Exercise directions: Print out the data below. Do not alter a single line.

Data provided:
◇ ◇ ◇ ◇ ◇ ◇ ◇

PR #6406, opened 2026-08-22
fix(ecstore): resolve lint regressions

overtrue:
## Related Issues

N/A

## Summary of Changes

- Remove an unused mutable binding from batch-delete accounting.
- Use `sort_by_key` with `Reverse` for the existing descending candidate order.

These two mechanical fixes restore the workspace Clippy gate without changing behavior.

## Verification

- `cargo fmt --all --check`

## Impact

No runtime, API, storage-format, or compatibility impact.

## Additional Notes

◇ ◇ ◇ ◇ ◇ ◇ ◇

Task answer:
PR #6406, opened 2026-08-22
fix(ecstore): resolve lint regressions

overtrue:
## Related Issues

N/A

## Summary of Changes

- Remove an unused mutable binding from batch-delete accounting.
- Use `sort_by_key` with `Reverse` for the existing descending candidate order.

These two mechanical fixes restore the workspace Clippy gate without changing behavior.

## Verification

- `cargo fmt --all --check`

## Impact

No runtime, API, storage-format, or compatibility impact.

## Additional Notes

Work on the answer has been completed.